Due opposti allegorici, che rimandano allo Yin e allo Yang di cui è composto l’essere umano: la meditazione e l’esuberanza, la stabilità e il cambiamento, la clausura e il libertinaggio, lo studio e la sensorialità, la razionalità apollinea e l’istintualità dionisiaca, per usare due concetti cari al grande pensatore tedesco Friedrich Nietzsche (1844-1900).

Inesperto com’è, tuttavia, Boccadoro non capisce subito quale strada sia più adatta a sé, ed è grazie a Narciso che si allontanerà da una vita monastica che non gli appartiene, intraprendendo un viaggio all’insegna della formazione e dell’avventura, e al tempo stesso della riflessione filosofico-teologica.

L’archetipo del mentore

La lucidità con cui Narciso indirizza Boccadoro ad allontanarsi dall’abbazia, peraltro, non è casuale: il suo personaggio incarna – come anticipavamo – l’archetipo del mentore, la cui origine letteraria viene fatta risalire all’Odissea (Ponte alle Grazie, a cura di Daniele Ventre) di Omero (VIII-VII secolo a.C. circa).

Nel poema, infatti, la dea Atena sostiene Telemaco assumendo le sembianze di un personaggio chiamato proprio Mentore, che poi per antonomasia ha iniziato a indicare il ruolo di consigliere, guida e precettore (basti pensare a Socrate con Platone, a Pigmalione con Galatea o a Virgilio con Dante, per citare alcuni fra gli esempi più noti del panorama occidentale).

Detto altrimenti, il mentore ha la possibilità di orientare (nel bene, come anche nel male) le azioni, le scelte e i valori dell’eroe, avendo compiuto a propria volta un percorso di maturazione e potendo offrire ora al suo allievo un modello da seguire, un corpus di conoscenze, un qualche dono concreto o anche solo un supporto etico e pratico lungo il cammino.

In Narciso e Boccadoro parliamo soprattutto di un mentore spirituale, di uno specchio (e in questo senso il nome di Narciso è fortemente indicativo) grazie al quale Boccadoro può imparare a vedere con più chiarezza nella propria interiorità; non emulando il maestro o ricevendone la dottrina, bensì ascoltando sé stesso e sviluppando un’identità autonoma.

Afferma del resto Narciso, nel quarto capitolo del romanzo: “Noi due, caro amico, siamo il sole e la luna, siamo il mare e la terra.

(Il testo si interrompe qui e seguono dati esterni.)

Issue #93, opened 2018-12-14
new function proposal: find and replace


ericmjl:
Colleague proposed this function: within a column that houses strings, within each cell, provide a `find_replace()` function that finds a substring in the cell, and replaces it with another substring.

Note to self:

- Figure out if this is already possible with pandas.
- Decide if implementing this provides a more fluent function API.

zbarry:
Should it support regular expressions? 
🤔

szuckerman:
Regex is ok.... but globbing is nicer:

https://docs.python.org/3.6/library/fnmatch.html

szuckerman:
The above looks good, except “exact” is unnecessary.  Regex or glob without wildcards will be equivalent.

szuckerman:
So they’re kind-of different things. I think this answer can give a better description of the differences than I could write here: 

https://askubuntu.com/questions/714503/regular-expressions-vs-filename-globbing

In general, when searching for things I find globbing more useful (cause you just need an asterisk) but for validation regex is better because one can be more precise with what is expected.

zbarry:
Yeah 90% of the time I just use globbing. I only use regex when I absolutely have to. No idea how often you would need them in pandas-style applications.

ericmjl:
Ok! Synthesizing the discussion thus far:

```python
def find_replace(df, find, replace, kind='glob'):
    """
    # docstring opener above
    Whether or not you use kind="glob" or "regex", if you do not use any wildcards,
    it will default to an exact match. We expect an 80/20 split between exact/wildcard
    usage, and with globbing being more easily understood than regexes, it is hence
    the default choice.
    # continue docstring below
    """
    kinds=['regex', 'glob']
    if kind not in kinds:
        raise ValueError(f'kind kwarg has to be one of {kinds}')
    if kind == 'regex':
        # implementation goes here
    else:
        # implementation goes here
    return df
```

Comments?

zbarry:
Needs a `column_name` / `col_name` (?), right?

ericmjl:
> Needs a column_name / col_name (?), right?

Thank you. Updating...

zbarry:
Also think that maybe `col_name` should come before `find` and `replace` in the args list... From the at-a-glance understanding perspective, maybe `df.do_this(to_this, with_this_particularly)` is more in line with what we have done with other functions.

Issue #91, opened 2018-12-14
why the scipy dependency ?


louis-red:
It does not seem to be needed anywhere in the source code

ericmjl:
Very good point - I think it's a legacy requirement. Thanks for the catch!

PR #87, opened 2018-12-12
Query

ericmjl:
This PR resolves #86.

# PR Checklist

Please ensure that you have done the following:

1. [x] PR in from a fork off your branch. Do not PR from <your_username>:master, but rather from <your_username>:<branch_name>.
2. [x] If you're not on the contributors list, add yourself to `AUTHORS.rst`.

## Quick Check

To do a very quick check that everything is correct, follow these steps below:

- [x] Run the command `make check` from pyjanitor's top-level directory. This will automatically run:
    - black formatting
    - pycodestyle checkin
    - running the test suite
    - docs build

## Code Changes

If you are adding code changes, please ensure the following:

- [x] Ensure that you have added tests.
- [x] Run all tests (`$ pytest .`) locally on your machine.
    - [x] Check to ensure that test coverage covers the lines of code that you have added.
    - [x] Ensure that all tests pass.

## Documentation Changes

If you are adding documentation changes, please ensure the following:

- [x] Build the docs locally.
- [x] View the docs to check that it renders correctly.

# PR Description

Please describe the changes proposed in the pull request:

- Changes the implementation of filter_on to use the 'query' API in pandas. This enables nice "string" queries that pandas can parse underneath the hood. 

# Relevant Reviewers

Please tag maintainers to review.

- @zbarry 
- @szuckerman

PR #1684, opened 2026-08-25
[PERF] Update reverse starts-match aggregation boundary

samukweku:
## Summary

- update the Python boundary for reverse `starts + matches` aggregation across `sum`, `min`, `max`, `prod`, and `size`
- omit the redundant `length` argument for the new janitor-rs API
- retain a narrow fallback for older installed janitor_rs releases that still require `length`
- preserve the existing length argument for unrelated kernels and ordinary reverse paths

## Contract

The Rust kernels validate the starts/matches tape contract. `start == index.len()` is a valid zero-width suffix and consumes no matches entries. Negative starts remain invalid. Empty-input behavior is disclosed in janitor-rs issue #79.

## Verification

The focused reverse aggregation suite passes: `pixi run pytest tests/functions/test_conditional_join.py -k agg_rev -q` (20 passed).

Rust test and boundary changes are tracked in janitor-rs PRs #87, #88, #91, #92, and #93. Full old-vs-compact runtime and memory tables, including tiny through super-large duplicate/unique cases, are documented in janitor-rs issue #85.

Closes #85
Part of #23

### DIFF
--- a/AGENTS.md
+++ b/AGENTS.md
@@ -548,6 +548,17 @@ CLI.
 include MkDocs. The documentation task is available in the `docs` environment.
 **Recommendation**: Run `pixi run -e docs build-docs` to build documentation.
 
+### [2026-08-26] Include performance evidence in optimization PRs and issues
+
+**Context**: Performance changes are coordinated with implementation changes
+in janitor-rs.
+**Learning**: Benchmark results are part of the performance change's review
+record, not merely local investigation notes.
+**Recommendation**: Every performance PR and its tracking issue must include a
+properly formatted comparison with the old implementation, covering runtime
+and memory for the agreed tiny, large, very-large, and super-large cases and
+duplicate/unique label distributions. State benchmark limitations explicitly.
+
 ---
 
 ## Version History
--- a/AGENTS.md
+++ b/AGENTS.md
@@ -556,8 +556,8 @@ in janitor-rs.
 record, not merely local investigation notes.
 **Recommendation**: Every performance PR and its tracking issue must include a
 properly formatted comparison with the old implementation, covering runtime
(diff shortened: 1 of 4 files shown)


samukweku:
Resolved the CI failures from the released `janitor_rs` compatibility gap.

The pyjanitor test environment currently installs a released Rust extension whose starts+matches `sum`/`min` kernels still require `length`, while the paired PRs remove that redundant argument. The boundary now tries the new API first and retries with `index.size` only when the old extension reports the missing `length` argument.

Focused verification: `tests/functions/test_conditional_join.py -k 'agg_rev'` — 20 passed.

samukweku:
### Strict empty-tape contract

The Rust reverse match kernels intentionally reject an empty `matches` tape. Pyjanitor therefore must not call them when every candidate range is zero-width and the flattened tape is empty; it short-circuits that case and returns the empty aggregation result instead.

For non-empty tapes, Rust validates the tape shape. Pyjanitor remains responsible for supplying the binary 0/1 match values. This test covers the all-zero-width path so the strict Rust contract is enforced at the integration boundary rather than only documented.

samukweku:
### Empty-tape dispatch fix

The strict Rust contract remains intentional: direct reverse match kernels reject an empty `matches` tape, and reverse positions kernels reject an empty `positions` tape. Pyjanitor now enforces the integration side of that contract in `_get_join_aggs.py`: if the candidate tape is empty, it returns the correctly typed empty aggregation frame before dispatching to Rust, even when `left_index` still contains rows.

ELI5: Python checks whether there are any tickets to hand to Rust. If there are no tickets, it returns an empty answer itself; Rust only receives a real tape that it can validate.

Covered by the existing all-zero-width regression test. Targeted result: `2 passed`.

La nostra meta non è di trasformarci l’uno nell’altro, ma di conoscerci l’un l’altro e d’imparare a vedere e a rispettare nell’altro ciò ch’egli è: il nostro opposto e il nostro complemento“.

Narciso e Boccadoro: un amore platonico…

Una citazione che ci permette di intuire nel rapporto tra Narciso e Boccadoro una dinamica tutt’altro che unidirezionale.

Non è solo l’allievo a provare gratitudine, devozione e attaccamento nei confronti del maestro, ma anche il mentore a sentirsi chiamato dal discepolo, a proteggerlo e a riservargli un’attenzione speciale, prendendosi cura di lui senza però scadere mai nel paternalismo.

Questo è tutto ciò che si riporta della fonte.